= Tirtha (Hinduism) =

Sanskrit term denoting Hindu pilgrimage sites

Tirtha (तीर्थ, ) is a Sanskrit word that means "crossing place, ford", and refers to any place, text or person that is holy. It particularly refers to pilgrimage sites and holy places in Hinduism, Buddhism, and Jainism.

The process or journey associated with tirtha is called tirtha-yatra, while alternate terms such as kshetra, gopitha and mahalaya are used in some Hindu traditions to refer to a "place of pilgrimage".

==Tirtha==

Tirtha: Holy Pilgrimage

Tirtha are of three kinds,
Jangam Tirtha is to a place movable,
  of a sadhu, a rishi, a guru,
Sthawar Tirtha is to a place immovable,
  like Benaras, Hardwar, Mount Kailash, holy rivers,
Manas Tirtha is to a place of mind,
  of truth, charity, patience, compassion, soft speech, soul.

— —Skanda Purana

Tīrtha (तीर्थ) literally means "a ford, a "crossing place" in the sense of "transition or junction". Tirtha is a spiritual concept in Hinduism, particularly as a "pilgrimage site", states Axel Michaels, that is a holy junction between "worlds that touch and do not touch each other". The word also appears in ancient and medieval Hindu texts to refer to a holy person, or a holy text with something that can be a catalyst for a transition from one state of existence to another. It is, states Knut A. Jacobsen, anything that has a salvific value to a Hindu, and includes pilgrimage sites such as mountains or forests or seashore or rivers or ponds, as well as virtues, actions, studies or state of mind. Tirtha can be an actual physical sacred location in Hindu traditions, or a metaphorical term referring to meditation where the person travels to an intellectual sacred mind state such as of "truth, forgiveness, kindness, simplicity and such". Tirtha in Hindu texts, states Bhardwaj, is "one of the many ways toward self-realization and bliss". The field of our state of mind is the body, mind, intellect and ego, a quadripartite. Yoga prepares the field to understand God (God's grace). Antahkarana is the levels of mental layers and, or including mental body.

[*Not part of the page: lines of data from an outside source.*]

PR #11006, opened 2022-08-29
feat: add godot game engine syntax/ftplugin/indent files

habamax:
Currently vim has detection of gdscript and gdresource files but actual
syntax/indent/ftplugin files are missing.

Additionally, gdshader detection is added to filetype.vim

Files are extracted and simplified from the plugin I maintain: https://github.com/habamax/vim-godot

### DIFF
--- a/runtime/filetype.vim
+++ b/runtime/filetype.vim
@@ -698,6 +698,9 @@ au BufNewFile,BufRead *.gd			setf gdscript
 " Godot resource
 au BufRead,BufNewFile *.tscn,*.tres			setf gdresource
 
+" Godot shader
+au BufRead,BufNewFile *.gdshader,*.shader	setf gdshader
+
 " Gedcom
 au BufNewFile,BufRead *.ged,lltxxxxx.txt	setf gedcom
 
--- a/runtime/ftplugin/gdscript.vim
+++ b/runtime/ftplugin/gdscript.vim
@@ -1,0 +1,54 @@
+vim9script
+
+# Vim filetype plugin file
+# Language: gdscript (Godot game engine scripting language)
+# Maintainer: Maxim Kim <habamax@gmail.com>
+
+if exists("b:did_ftplugin") | finish | endif
+
+b:did_ftplugin = 1
+b:undo_ftplugin = 'setlocal cinkeys<'
+      \ .. '| setlocal indentkeys<'
+      \ .. '| setlocal commentstring<'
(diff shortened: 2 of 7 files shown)


brammool:
I made a patch for the filetype recognition.

The syntax file gdresource.vim and gdscript.vim use line continuation, they should set and restore 'cpo'.
I'll add entries to CODEOWNERS

habamax:
Sure I will add it. Actually, I had it in the legacy version of the scripts, but then I "remembered" I was told for vim9script you don't have to save/restore cpo.

habamax:
Oh, those are in syntax files!

lacygoill:
As soon as a script starts with the `:vim9script` command, the usual "save/restore cpo" becomes useless.  It's only needed in legacy scripts.

---

Minor nitpick, but we might want to use `<C-\><C-N>` instead of `<Esc>` in these mappings:

    xmap <silent><buffer><expr> ]] "\<esc>" .. v:count1 .. ']]m>gv'
    xmap <silent><buffer><expr> [[ "\<esc>" .. v:count1 .. '[[m>gv'

This should work:

    xmap <buffer><expr> ]] $'<C-\><C-N>{v:count1}]]m>gv'
    xmap <buffer><expr> [[ $'<C-\><C-N>{v:count1}[[m>gv'

Rationale: In the RHS of a recursive mapping, `<Esc>` can give unexpected results.  For example:
```vim
vim9script
execute("set <F31>=\<Esc>d")
imap <C-B> <Esc>ddi
:0 put =['a', 'b', 'c']
:2
feedkeys("i\<C-B>", 'x')
```
Expected:  The buffer contains these lines:

    a
    c

Actual:  The buffer contains these lines:

    a
    <F31>dib
    c

`<C-\><C-N>` has the same semantics as `<Esc>` but is more reliable:
```vim
vim9script
execute("set <F31>=\<Esc>d")
imap <C-B> <C-\><C-N>ddi
:0 put =['a', 'b', 'c']
:2
feedkeys("i\<C-B>", 'x')
```
    a
    c

Also, I don't think we need `<silent>`, unless the mappings enter the command-line (they don't seem to do that here, but I might be wrong).  And we don't need double quotes and backslashes to encode `<Esc>` in the mappings; mapping commands like `:xmap` understand key notations without.

Again, all of this is nitpicking, but it might make the mappings a little more reliable and less verbose (thus more readable).

habamax:
thx @lacygoill, looks better, will update it

PR #10310, opened 2022-04-28
Fix termguicolors not to break ctermbg=NONE on vim.exe & Windows Terminal.

mattn:
Current implementation of vim.exe, ctermbg=NONE does not make transparent on Windows Terminal.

The word Tirtha is found in the oldest layer, that is the Samhita of the Rigveda as well as other Vedas. In the hymns of Rigveda, such as 1.169.6 and 4.29.3, the context suggests that the word means "a way or road". In other hymns of Rigveda such as 8.47.11, states Kane, the context suggests the term means "a ford in the river". Yet, in other cases, Tirtha refers to any holy place, such as by the sea, or a place that connects a sacrificial ground (Yajna) to the outside. Later texts use the word Tirtha to refer to any spot, locality or expanse of water where circumstances or presence of great sages or gurus has made special.

In the Upanishads, states Diana L. Eck, the "crossing over" refers to the "spiritual transition and transformation from this world to the world of Brahman, the Supreme, the world illumined by the light of knowledge". The emphasis in the Upanishads, in Tirtha context is on spiritual knowledge, instead of rituals, and this theme appears in the Hindu epics as well.

===Holy sites===

The Dharmasastras and the Puranas, states Kane, assert numerous descriptors for what is holy, including all mountains, all of Himalayas, all rivers, lakes, dwellings of Rishis (sages), temples, cowpens, great forests, and all seas. This tradition traces back to the Rigveda, where Aranyani (large forest) is referred to as a deity. The reverence for rivers and water bodies is traceable to the Nadi Stuti, or the river-hymn, in hymn 10.75 of the Rigveda.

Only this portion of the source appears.